▸ **Data**:
PR #256, opened 2026-04-15
Modifying the gfxsweep preset

gilbertlee-amd:
## Motivation
Tweak the `gfxsweep` preset to make it easier to import into spreadsheets / track which set of options yields the best results.
Also allow the use of multiple Transfers / wildcards 

## Technical Details
Re-wrote parts of preset

## Test Result
Here's example output:

```
[GFX Sweep Related]
BLOCKSIZES           =            4 : 256,512,768,1024
GFX_TRANSFER         = R0G0->R0G0->R0G0 : GFX Transfer to sweep (see config file format)
NUM_SUB_EXECS        =            5 : 4,8,16,32,64
TEMPORAL_MODES       =            1 : 0
UNROLLS              =            4 : 1,2,4,8
WAVE_ORDERS          =            1 : 0
WORDSIZES            =            1 : 4
VERBOSE              =            0 : Display summary only

GFX sweep: (1048576 bytes per Transfer). All values are CPU-timed GB/s
=======================================================================================
Transfer     0: (G0->G0->G0)
=======================================================================================
 WvO   WSz   TpM   BlkS   UnR   SE 004  SE 008  SE 016  SE 032  SE 064
  0     4     0     256     1     5.38    6.00    7.79    6.76    4.22
  0     4     0     256     2    11.81    9.23    9.50    6.84    4.64
  0     4     0     256     4    12.05   11.29    8.98    6.44    4.58
  0     4     0     256     8    12.01   11.25    9.52    6.48    4.59
  0     4     0     512     1    11.75   10.65    9.33    6.80    4.63
  0     4     0     512     2    12.27   10.95    9.70    6.66    4.59
  0     4     0     512     4    11.76   11.26    8.54    6.62    4.58
  0     4     0     512     8    10.66   11.44    9.46    7.01    4.51
  0     4     0     768     1    10.09   11.37    8.69    6.91    4.65
  0     4     0     768     2    12.07   11.38    9.03    6.81    4.63
  0     4     0     768     4    12.10   11.30    8.97    6.40    4.66
  0     4     0     768     8    12.33   11.28    9.38    7.13    4.52
  0     4     0    1024     1    12.07   10.96    9.37    7.05    4.62
  0     4     0    1024     2    12.82   10.94    9.34    6.81    4.68
  0     4     0    1024     4    12.11   10.72    9.61    6.28    4.65
  0     4     0    1024     8    11.58   10.82    9.17    6.73    4.46
=======================================================================================
Highest bandwidth found:   12.82 GB/s (CPU-timed)
          WaveOrder    :       0
          WordSize     :       4
          Temporal Mode:       0
          BlockSize    :    1024
          Unroll       :       2
          NumSubExec   :       4


```

### DIFF
--- a/src/client/Presets/GfxSweep.hpp
+++ b/src/client/Presets/GfxSweep.hpp
@@ -135,7 +135,8 @@ int GfxSweepPreset(EnvVars&          ev,
   Utils::Print("          WordSize     : %7d\n", best[1]);
   Utils::Print("          Temporal Mode: %7d\n", best[2]);
   Utils::Print("          BlockSize    : %7d\n", best[3]);
-  Utils::Print("          NumSubExec   : %7d\n", best[4]);
-  Utils::Print("          Unroll       : %7d\n", best[5]);
+  Utils::Print("          Unroll       : %7d\n", best[4]);
+  Utils::Print("          NumSubExec   : %7d\n", best[5]);
+
   return 0;
 }
--- a/src/client/Presets/GfxSweep.hpp
+++ b/src/client/Presets/GfxSweep.hpp
@@ -28,14 +28,14 @@ int GfxSweepPreset(EnvVars&          ev,
                    bool        const bytesSpecified)
 {
   // Collect environment variables for this preset
-  vector<int> blockList     = EnvVars::GetEnvVarArray("BLOCKSIZES",   {256,512,768,1024});
-  std::string transferStr   = EnvVars::GetEnvVar(     "GFX_TRANSFER", "R0G0->R0G0->R0G0");
-  vector<int> numSesList    = EnvVars::GetEnvVarArray("NUM_SUB_EXECS",    {4,8,16,32,64});
-  vector<int> temporalList  = EnvVars::GetEnvVarArray("TEMPORAL_MODES",              {0});
-  vector<int> unrollList    = EnvVars::GetEnvVarArray("UNROLLS",               {1,2,4,8});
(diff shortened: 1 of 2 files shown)


src/client/Presets/GfxSweep.hpp
```diff
@@ -22,169 +22,121 @@ THE SOFTWARE.
...
-                } else {
-                  ++testNum;
-                  TransferBench::Utils::Print("No results available for this sweep point (transfer run failed).\n");
-                }
+                Utils::Print("\n");
+                Utils::PrintErrors(result.errResults);
+                return 1;
               }
             }
+            Utils::Print("\n");
```
alex-breslow-amd, line 124: I saw that you are manually flushing elsewhere.  Maybe it makes sense to fflush here too.  If there's a way to get the raw output stream, then using the << operator with std::endl would work.  You wouldn't have to separately call fflush.  Maybe Print should have this as an optional argument (flush/no flush).  I don't know if it matters too much one way or the other.

alex-breslow-amd (approved):

AtlantaPepsi (approved):

src/client/Presets/GfxSweep.hpp
gilbertlee-amd: Right - this was just to flush any immediate results to the screen.  It likely wouldn't matter much in this case because we'd flush on next result we printed, but it doesn't hurt.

▸ **How to complete this task**:
This calls for repeating all of the records, character for character.

▸ **Answer section**:
PR #256, opened 2026-04-15
Modifying the gfxsweep preset

gilbertlee-amd:
## Motivation
Tweak the `gfxsweep` preset to make it easier to import into spreadsheets / track which set of options yields the best results.
Also allow the use of multiple Transfers / wildcards 

## Technical Details
Re-wrote parts of preset

## Test Result
Here's example output:

```
[GFX Sweep Related]
BLOCKSIZES           =            4 : 256,512,768,1024
GFX_TRANSFER         = R0G0->R0G0->R0G0 : GFX Transfer to sweep (see config file format)
NUM_SUB_EXECS        =            5 : 4,8,16,32,64
TEMPORAL_MODES       =            1 : 0
UNROLLS              =            4 : 1,2,4,8
WAVE_ORDERS          =            1 : 0
WORDSIZES            =            1 : 4
VERBOSE              =            0 : Display summary only

GFX sweep: (1048576 bytes per Transfer). All values are CPU-timed GB/s
=======================================================================================
Transfer     0: (G0->G0->G0)
=======================================================================================
 WvO   WSz   TpM   BlkS   UnR   SE 004  SE 008  SE 016  SE 032  SE 064
  0     4     0     256     1     5.38    6.00    7.79    6.76    4.22
  0     4     0     256     2    11.81    9.23    9.50    6.84    4.64
  0     4     0     256     4    12.05   11.29    8.98    6.44    4.58
  0     4     0     256     8    12.01   11.25    9.52    6.48    4.59
  0     4     0     512     1    11.75   10.65    9.33    6.80    4.63
  0     4     0     512     2    12.27   10.95    9.70    6.66    4.59
  0     4     0     512     4    11.76   11.26    8.54    6.62    4.58
  0     4     0     512     8    10.66   11.44    9.46    7.01    4.51
  0     4     0     768     1    10.09   11.37    8.69    6.91    4.65
  0     4     0     768     2    12.07   11.38    9.03    6.81    4.63
  0     4     0     768     4    12.10   11.30    8.97    6.40    4.66
  0     4     0     768     8    12.33   11.28    9.38    7.13    4.52
  0     4     0    1024     1    12.07   10.96    9.37    7.05    4.62
  0     4     0    1024     2    12.82   10.94    9.34    6.81    4.68
  0     4     0    1024     4    12.11   10.72    9.61    6.28    4.65
  0     4     0    1024     8    11.58   10.82    9.17    6.73    4.46
=======================================================================================
Highest bandwidth found:   12.82 GB/s (CPU-timed)
          WaveOrder    :       0
          WordSize     :       4
          Temporal Mode:       0
          BlockSize    :    1024
          Unroll       :       2
          NumSubExec   :       4


```

### DIFF
--- a/src/client/Presets/GfxSweep.hpp
+++ b/src/client/Presets/GfxSweep.hpp
@@ -135,7 +135,8 @@ int GfxSweepPreset(EnvVars&          ev,
   Utils::Print("          WordSize     : %7d\n", best[1]);
   Utils::Print("          Temporal Mode: %7d\n", best[2]);
   Utils::Print("          BlockSize    : %7d\n", best[3]);
-  Utils::Print("          NumSubExec   : %7d\n", best[4]);
-  Utils::Print("          Unroll       : %7d\n", best[5]);
+  Utils::Print("          Unroll       : %7d\n", best[4]);
+  Utils::Print("          NumSubExec   : %7d\n", best[5]);
+
   return 0;
 }
--- a/src/client/Presets/GfxSweep.hpp
+++ b/src/client/Presets/GfxSweep.hpp
@@ -28,14 +28,14 @@ int GfxSweepPreset(EnvVars&          ev,
                    bool        const bytesSpecified)
 {
   // Collect environment variables for this preset
-  vector<int> blockList     = EnvVars::GetEnvVarArray("BLOCKSIZES",   {256,512,768,1024});
-  std::string transferStr   = EnvVars::GetEnvVar(     "GFX_TRANSFER", "R0G0->R0G0->R0G0");
-  vector<int> numSesList    = EnvVars::GetEnvVarArray("NUM_SUB_EXECS",    {4,8,16,32,64});
-  vector<int> temporalList  = EnvVars::GetEnvVarArray("TEMPORAL_MODES",              {0});
-  vector<int> unrollList    = EnvVars::GetEnvVarArray("UNROLLS",               {1,2,4,8});
(diff shortened: 1 of 2 files shown)


src/client/Presets/GfxSweep.hpp
```diff
@@ -22,169 +22,121 @@ THE SOFTWARE.
...
-                } else {
-                  ++testNum;
-                  TransferBench::Utils::Print("No results available for this sweep point (transfer run failed).\n");
-                }
+                Utils::Print("\n");
+                Utils::PrintErrors(result.errResults);
+                return 1;
               }
             }
+            Utils::Print("\n");
```
alex-breslow-amd, line 124: I saw that you are manually flushing elsewhere.  Maybe it makes sense to fflush here too.  If there's a way to get the raw output stream, then using the << operator with std::endl would work.  You wouldn't have to separately call fflush.  Maybe Print should have this as an optional argument (flush/no flush).  I don't know if it matters too much one way or the other.

alex-breslow-amd (approved):

AtlantaPepsi (approved):

src/client/Presets/GfxSweep.hpp
gilbertlee-amd: Right - this was just to flush any immediate results to the screen.  It likely wouldn't matter much in this case because we'd flush on next result we printed, but it doesn't hurt.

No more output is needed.